The uncertainty following Quentin Deranque's death in Lyon was short-lived. It took only a few days to confirm his activism among the most violent and radical fringes of the far right. Investigations even revealed the profile of an individual who had firmly conceptualized his fascist ideas[1], the ultimate refutation of the far right's narrative of a "good Catholic" who was almost there by chance. This journalistic work quickly put an end to the far right's attempts to exploit the situation. It also revealed that the activist's death followed more than two hours of refusing to go to the hospital, a decision reinforced by his "comrades" in a dangerous display of machismo.At the same time, it was reassuring to see that, after some initial hesitation, the entire social movement and the revolutionary left presented a united front and almost unanimously delivered a clear message on the need for an antifascist front, avoiding the pitfall of rejecting all violence, into which the entire parliamentary left has fallen. This was not to advocate violence as a means of action, but to affirm the necessity of defending oneself against the violence of the far right.

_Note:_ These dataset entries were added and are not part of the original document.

PR #431, opened 2019-08-02
add improved versions of idle_add and timeout_add 

tknopp:
Implementation suggested in https://github.com/JuliaGraphics/Gtk.jl/commit/17bfda1ea78a511cd39d58de56c09cadd93262fb#r34550618

@stevengj could you have a short look? I am by no means a cfunction expert.

@jonathanBieler: Do we want to keep the version with `user_data`?

### DIFF
--- a/src/GLib/signals.jl
+++ b/src/GLib/signals.jl
@@ -360,43 +360,26 @@ function __init__gmainloop__()
     nothing
 end
 
-function g_timeout_add(interval::Integer, cb::Function, user_data::CT) where CT
-
-    callback = @cfunction($cb, Cint, (Ref{CT},) )
-    ref, deref = gc_ref_closure(user_data)
-    
-    return ccall((:g_timeout_add_full, libglib), Cint,
-        (Cint, UInt32, Ptr{Nothing}, Ptr{Nothing}, Ptr{Nothing}),
-        0, UInt32(interval), callback, ref, deref)
-end
-
-_g_timeout_add_callback(cb::Function) = Cint(cb())
-function g_timeout_add(interval::Integer, cb::Function)
-    callback = @cfunction(_g_timeout_add_callback, Cint, (Ref{Function},))
+_g_callback(cb::Function) = Cint(cb())
+function g_timeout_add(cb::Function, interval::Integer)
+    callback = @cfunction(_g_callback, Cint, (Ref{Function},))
     ref, deref = gc_ref_closure(cb)
     return ccall((:g_timeout_add_full, libglib),Cint,
         (Cint, UInt32, Ptr{Cvoid}, Ptr{Cvoid}, Ptr{Cvoid}),
         0, UInt32(interval), callback, ref, deref)
 end
 
-function g_idle_add(cb::Function, user_data::CT) where CT
+@deprecate g_timeout_add(interval, cb, user_data) g_timeout_add(() -> cb(user_data), interval)
 
-    callback = @cfunction($cb, Cint, (Ref{CT},) )
-    ref, deref = gc_ref_closure(user_data)
-
-    return ccall((:g_idle_add_full, libglib),Cint,
-        (Cint, Ptr{Nothing}, Ptr{Nothing}, Ptr{Nothing}),
-        0, callback, ref, deref)
-end
-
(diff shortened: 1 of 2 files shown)


src/GLib/signals.jl
```diff
@@ -370,16 +370,34 @@ function g_timeout_add(interval::Integer, cb::Function, user_data::CT) where CT
...
+_g_timeout_add_callback(cb::Function) = Cint(cb())
+function g_timeout_add(interval::Integer, cb::Function)
+    callback = @cfunction(_g_timeout_add_callback, Cint, (Ref{Function},))
+    ref, deref = gc_ref_closure(cb)
+    return ccall((:g_timeout_add_full, libglib),Cint,
+        (Cint, UInt32, Ptr{Cvoid}, Ptr{Cvoid}, Ptr{Cvoid}),
+        0, UInt32(interval), callback, ref, deref)
+end
+
 function g_idle_add(cb::Function, user_data::CT) where CT
```
stevengj: You could now just implement this as
```jl
g_idle_add(cb::Function, user_data) = g_idle_add(() -> cb(Ref(user_data)))
```
and similarly for `g_timeout_add(interval::Integer, cb::Function, user_data)`.

src/GLib/signals.jl
```diff
@@ -370,16 +370,34 @@ function g_timeout_add(interval::Integer, cb::Function, user_data::CT) where CT
         0, UInt32(interval), callback, ref, deref)
 end
 
+_g_timeout_add_callback(cb::Function) = Cint(cb())
+function g_timeout_add(interval::Integer, cb::Function)
```
stevengj: You might consider making `cb` the first argument so that callers can use `do` syntax.

src/GLib/signals.jl
```diff
@@ -370,16 +370,34 @@ function g_timeout_add(interval::Integer, cb::Function, user_data::CT) where CT
...
     callback = @cfunction($cb, Cint, (Ref{CT},) )
     ref, deref = gc_ref_closure(user_data)
 
-    return ccall((:g_idle_add_full , libglib),Cint,
+    return ccall((:g_idle_add_full, libglib),Cint,
         (Cint, Ptr{Nothing}, Ptr{Nothing}, Ptr{Nothing}),
         0, callback, ref, deref)
 end
 
+_g_idle_add_callback(cb::Function) = Cint(cb())
```
stevengj: You might as well just define a single `_g_callback(cb::Function)` method and use it for both `idle_add` and `timeout_add`, since they are identical.

src/GLib/signals.jl
tknopp: good point, thanks!

stevengj:
You could `@deprecate` the `user_data` version, since it's kind of useless to simulate closures in a language that already has closures.

tknopp:
I changed the code according to your suggestions, thanks. By deprecating the `user_data` version we can also change elegantly the order of arguments in order to move the callback to the front.

jonathanBieler:
I'm fine with removing the `user_data`. My only worry is that the simple and do version of `signal_connect` leads to crashes in some situations, and the robust version of `signal_connect` uses `user_data` in the same way as here.  I don't know if there's a good reason for that or if it's just historical baggage.

https://github.com/JuliaGraphics/Gtk.jl/blob/master/src/GLib/signals.jl#L9

stevengj:
@jonathanBieler, your `signal_connect_generic` problem looks GC-unsafe to me, for the same reason as I commented here (https://github.com/JuliaGraphics/Gtk.jl/commit/17bfda1ea78a511cd39d58de56c09cadd93262fb#r34550746).

You really should change all of the your callbacks to use the static form of `@cfunction` and to pass the function to be called as the "user_data" in the same way as was done here.

jonathanBieler:
@stevengj Just to be clear this was originally written by @vtjnash. I don't understand much of it but I assume there was some reason why it was written so. But if I understand you correctly we should try to refactor it in the same way as here (now we have an inconsistent API for passing user data).

stevengj:
Yes.  User data in a language like Julia should essentially always be passed via closures.   The `user_data` field in the GDK API is a way to simulate closures in C, which is convenient here because it allows us to pass the Julia closure to a static callback function.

On March 14, rallies across France reaffirmed the antifascist roots of the social movement.[Photo: Red Library/Alexandre]
Presenting a united front
In the weeks and months to come, the question of antifascist solidarity will continue to be relevant, especially given the string of arrests in recent days. Whatever the conclusions of the investigations into the sequence of events, and whatever analyses we draw from them, it will be essential, at the very least, to denounce with one voice the media and political treatment of these accused individuals. Treated as guilty by a large part of the media and political parties, they have not benefited from the sacrosanct presumption of innocence, so often invoked in other circumstances. The identities of some of those accused were even publicly revealed by the fascist rag Frontières, likely informed by a police force whose political leanings are well known.
Holding the streets?
But beyond this case, after the calls for unity in antifascism, a question arises: what kind of antifascism are we talking about? Or in other words: what strategy is needed to truly and effectively block the path of the far right?

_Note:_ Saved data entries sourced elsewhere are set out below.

PR #438, opened 2019-08-22
Remove OSX from travis

remi-garcia:
For now travis fails because of osx.
```Julia
Building Cairo ───→ `~/.julia/packages/Cairo/p68X8/deps/build.log`
┌ Error: Error building `Cairo`, showing the last 5000 of log: 
...
The command "$TESTCMD -e 'using Pkg; Pkg.build(); Pkg.test(coverage=true)'" exited with 1.
```

To have docs update I understood that we need travis to pass. It might be ok to remove osx temporarily.

I've made a few updates too to avoid a warning:
```Julia
julia> cd(Pkg.dir("Gtk"))
┌ Warning: `Pkg.dir(pkgname, paths...)` is deprecated; instead, do `import Gtk; joinpath(dirname(pathof(Gtk)), "..", paths...)`.
└ @ Pkg.API /buildworker/worker/package_linux64/build/usr/share/julia/stdlib/v1.1/Pkg/src/API.jl:400
```

PR #441, opened 2019-09-06
Put upper bounds on Cairo version

timholy:
This "future-proofs" for new releases of Gtk. Correcting the bounds on prior releases requires a PR directly to the General registry (so this does not suffice on its own).

I also took the opportunity to get rid of Compat.jl, is that OK?


tknopp:
yes getting rid of Compact is fine.

tknopp:
thanks!

timholy:
Hmm, it's still using macOS 10.13 despite my efforts to change that. I suspect we should merge #438 if there are significant documentation improvements.

tknopp:
yes lets do that. With BB on the horizon, we should give up on Mac for the transition time.

PR #445, opened 2019-09-24
More text methods

jonathanBieler:
I've added a couple of text related methods (search, place_cursor, select_range, selection_bounds, create_mark) and more options for the `skip` methods. 

I also added docstrings to the methods here, so we can start to move toward a more comprehensive documentation.


tknopp:
looks good.

PR #447, opened 2019-10-03
Initial shot at using Gtk on Julia 1.3+

staticfloat:
Note that this requires the Julia 1.3+ version of `cairo` as well (which is why the `Project.toml` shows `Cairo.jl` as being dev'ed)

~This doesn't work totally yet; it crashes halfway through the tests on my mac because it can't load some icons.~

This now passes all tests locally, but the windows that pop up are never drawn into; they remain white.  More debugging information below.

PR #448, opened 2019-10-09
`_jl_libcairo` -> `libcairo`

asinghvi17:


tknopp:
what's the purpose of this change? Gtk.jl is not compatible with Cairo.jl v0.7.

giordano:
Note also that this is already in #447

PR #451, opened 2019-10-13
remove Gtk2 code

tknopp:
Given that this package has not too much resources working on it, I think it is better to drop Gtk2 code.


jonathanBieler:
Seems good to me.

tknopp:
Ok, good. I know that we had some Gtk2 user at some point but it now seems not to be justified anymore.

jonathanBieler:
Plus getting binaries for Gtk3 is already hard enough as is.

This resurgence of antifascist rhetoric has had the predictable effect of reviving groups within the Antifascist Action (AFA) movement here and there. Pre-existing the Young Guard whose dissolution now seems more certain than ever these groups share with it the idea of specifically antifascist organizations, generally accompanied by similar practices: monitoring to identify local far-right activists, and more or less martial sports, with the stated objective of "controlling the streets" and ensuring popular self-defense.

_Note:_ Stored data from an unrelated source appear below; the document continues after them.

Issue #325, opened 2017-09-08
Gtk causes lags in REPL on Windows


sebastianpech:
The moment I do `using Gtk` in the REPL on Windows (Tested on 10 and 7 with julia 0.6) the REPL input lags (see screencapture). This doesn't happen (at least for me) on OSX and Linux. 
<img src="http://i.imgur.com/ZzuNEi5.gif" />

tknopp:
Task scheduler issue? ping @vtjnash

vtjnash:
Win32 kernel bug

tknopp:
is this specific to Gtk.jl or is the task machinery in general broken on Windows? Is there a dedicated issue in the julia issue list?

hustf:
Very few people use win32 nowadays. Win64 is fast now. But we might try and see if processor optimizations has benefits on win64. I will try to compile the libraries when I get to it. There is also some workaround for julia itself, but last times I tried the gtk binaries still had issues.

davidanthoff:
This is actually still very much an issue on Windows. I've been entirely confused why the REPL experience on Windows seems to degenerate completely in certain situations, and it does just seem to be enough to load Gtk.jl.

It would be great if this could be a high priority issue to fix. There are a fair number of packages that load Gtk.jl, so a lot of folks will probably end up with Gtk.jl loaded (as I did), and then the REPL is really, really crappy.

SimonDanisch:
I can confirm! I had to remove Gtk from my project since it was unbearable...

tknopp:
@vtjnash could you elaborate what you mean by "Win32 Kernel Bug" above? Gtk.jl once worked fine on windows and now it seems that people have issues.

hustf:
GTK may have worked fine on windows at one time, but I have been trying it out now and then since mid 2015 and always gave up. Tests pass most of the time, but there is always some problem or other. 

I give up easily. GTK didn't make all binaries available for Windows in the past, and GTK.jl didn't test for windows. I'm reluctant to use anything that can't ultimately be used in my line of work, i.e. the Windows world. And I'll never be able to compile anything at work.

JuliaGraphics has an Appveyor account, which is used [here](JuliaGraphics/ColorSchemes.jl): That means that Simon or some other full member can add this project, if it's not already there. 

[...]

Issue #181, opened 2015-09-22
Strange interaction with redirect_stdout


jonathanBieler:
I'm trying to display Julia output in a GtkWidget but it's kind of slow and feels sluggish. I put together this minimal example (coming from IJulia):

    function send_stream(rd::IO, name::AbstractString)
        nb = nb_available(rd)
        if nb > 0
            d = readbytes(rd, nb)
            s = try
                bytestring(d)
            catch
            end
            #do something with s
        end
    end

    function watch_stream(rd::IO, name::AbstractString)
        try
            while !eof(rd) # blocks until something is available
                send_stream(rd, name)
                sleep(0.01) # a little delay to accumulate output
            end
        catch e
            # the IPython manager may send us a SIGINT if the user
            # chooses to interrupt the kernel; don't crash on this
            if isa(e, InterruptException)
                watch_stream(rd, name)
            else
                rethrow()
            end
        end
    end

    global read_stdout
    read_stdout, wr = redirect_stdout()
    function watch_stdio()
        @async watch_stream(read_stdout, "stdout")
    end
    watch_stdio()

Calling a print command (e.g. `print(randn(100))`) in the REPL is very fast (after compilation). However as soon as you use Gtk (`using Gtk`) it becomes very slow (seems like 2 seconds on my computer). I've tried with a few other packages but Gtk seems to be the only one interacting.

Any idea what's going on and how to fix that?

vtjnash:
what platform? I see no difference on OSX.

jonathanBieler:
Windows 7.

I've been commenting out parts of Gtk.jl and the problem appears as soon as `events.jl` get included.

vtjnash:
what happens if you change the `100` at https://github.com/JuliaLang/Gtk.jl/blob/49f0cc2fb2225d91f96abe0467cfba1ec87dfc6a/src/GLib/signals.jl#L358 to something smaller, like `10`?

jonathanBieler:
It does decrease the time a bit (and allocates more), I went down to 1 which seems to be the fastest:

    @time println(rand(100))

    1:
    2.011359 seconds (3.64 M allocations: 55.695 MB, 0.11% gc time)
    10:
    2.047513 seconds (1.41 M allocations: 22.999 MB, 0.17% gc time)
    100:
    2.352942 seconds (939.67 k allocations: 14.448 MB, 0.05% gc time)

[...]

PR #454, opened 2019-11-26
Usage of Gtk on windows needs a warning

SimonDanisch:
After the second time wasting quite a bit of time to debug why everything is suddenly sluggish, until I noticed that some unexpected third party library was loading in Gtk, I come to the conclusion that we really need this warning.

### DIFF
--- a/src/events.jl
+++ b/src/events.jl
@@ -12,7 +12,10 @@ function __init__()
             (Ptr{Nothing}, Ptr{Nothing}, Ptr{UInt8}, Ptr{Nothing}, Ptr{UInt8}, Ptr{GError}),
             C_NULL, C_NULL, "Julia Gtk Bindings", C_NULL, C_NULL, error_check)
     end
-
+    
+    if Sys.iswindows()
+        @warn "You are using Gtk on Windows which is currently buggy. Expect your REPL/IDE and anything depending on task switches become sluggish."
+    end
     # if g_main_depth > 0, a glib main-loop is already running,
     # so we don't need to start a new one
     if ccall((:g_main_depth, GLib.libglib), Cint, ()) == 0


giordano:
I think this should be fixed in #447, if I remember correctly by https://github.com/JuliaGraphics/Gtk.jl/pull/447/files#diff-8c2b506e7179e52e816713686d731068 in particular

SimonDanisch:
That'd be awesome! Not really a reason against merging this, I guess ;) 
Once #447 lands and removes the problem we can get rid of the warning!

SimonDanisch:
Oh, bad news Btw...From all I can see, I'm using #447, so doesn't seem fixed...

davidanthoff:
Yes, very much in favor of merging this, I've been bitten too many times by this!

jonathanBieler:
I'm fine with merging this.

tknopp:
I am not so happy with the warning, but its the peoples choice who use windows. @jonathanBieler are you using Windows? Did the fix of @vtjnash really did not fix the issue? On OSX it did.

The plan now is as follows:
- Lets put upper bounds on all depending packages and make a release
- Then merge the JLL branch
- Wait for all depending JLL branches (Cairo!) to be released
- Release a new release for Julia >= 1.3

giordano:
Maybe merge Cairo jll pull request before the one for gtk?

tknopp:
Thats what I said with the third point, no?

tknopp:
I mean for 2/3 it does not really matter to much, what the order is.

jonathanBieler:
I haven't used Gtk on windows for a while (I could give it a try) but as I understand the underlying issue has never been tackled (or maybe I missed it). #325 #181

tknopp:
The "fix" is in the JLL branch, see this:
https://github.com/JuliaGraphics/Gtk.jl/pull/447/files#diff-8c2b506e7179e52e816713686d731068L353

The communication is within the binarybuilder channel of slack. This was done by Jameson and Elliot.

tknopp:
note that I needed dropping this as it conflicted badly with the JLL branch that has priority. The function where this was integrated was not present in the JLL branch :-)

One of the most useful historical tasks of these movements has often been monitoring and publishing information and maps of the far right, as the La Horde collective has long done. In recent years, this work has been largely joined by the press: Streetpress, Mediapart, Libération, and more recently Blast and L'Humanité, all devote a significant portion of their resources to investigations into the far right, with the advantage of having access to logistics and personal and legal protection far superior to that afforded by a small political group. This surge in activity and this work are to be welcomed, although it does not entirely replace the fieldwork of activist organizations, which often serves as its source.
Over the years, most of these antifascist groups have concluded that vigilance and self-defense actions are insufficient, and have sought to play a leading role in unified frameworks alongside other organizations, or to put forward alternative political proposals, sometimes revolutionary, sometimes seeking alliances with the reformist left, as the Jeune Garde did by getting Raphaël Arnault elected with the support of LFI[2]. But while numerous groups, often with substantial membership, have emerged in the last ten years AFA Paris-Banlieue in 2012, the Jeune Garde in 2018 in Lyon, and then in several other cities it is clear that their actions alone will not be enough to stem the rise of the far right.
Demonstration of July 14, 1935, Paris, Place de la Bastille.
Wikimedia Commons
Among libertarian communists, it is common to say that they advocate for mass antifascism. The interpretation of this stance often includes a certain critical view of specific antifascist organizations, whose often forceful practices are ill-suited to mass mobilization. They also risk having antifascist work delegated to them, work that should concern the entire social movement. It also seems to us that to combat fascism in the long term, it is essential to oppose it with a substantial societal project, necessarily revolutionary, anticapitalist, and emancipatory.
Do not delegate antifascism!
But above all, this antifascist project must be carried everywhere! If we don't want "siammo tutti antifascisti" to remain just a slogan, we must give it substance everywhere we live, work, and are active. If we refuse to allow antifascism to be confined to a few specific organizations, it is so that we can better integrate it into all aspects of our lives. For, in turn, fascism also tries to infiltrate everywhere, ready to co-opt any movement. We see this in attempts to infiltrate unions, such as last July in Mertzwiller near Strasbourg, where a National Rally (RN) member of parliament was able to speak at a rally against the closure of a factory, or in attempts to co-opt feminist struggles by far-right groups like Némésis.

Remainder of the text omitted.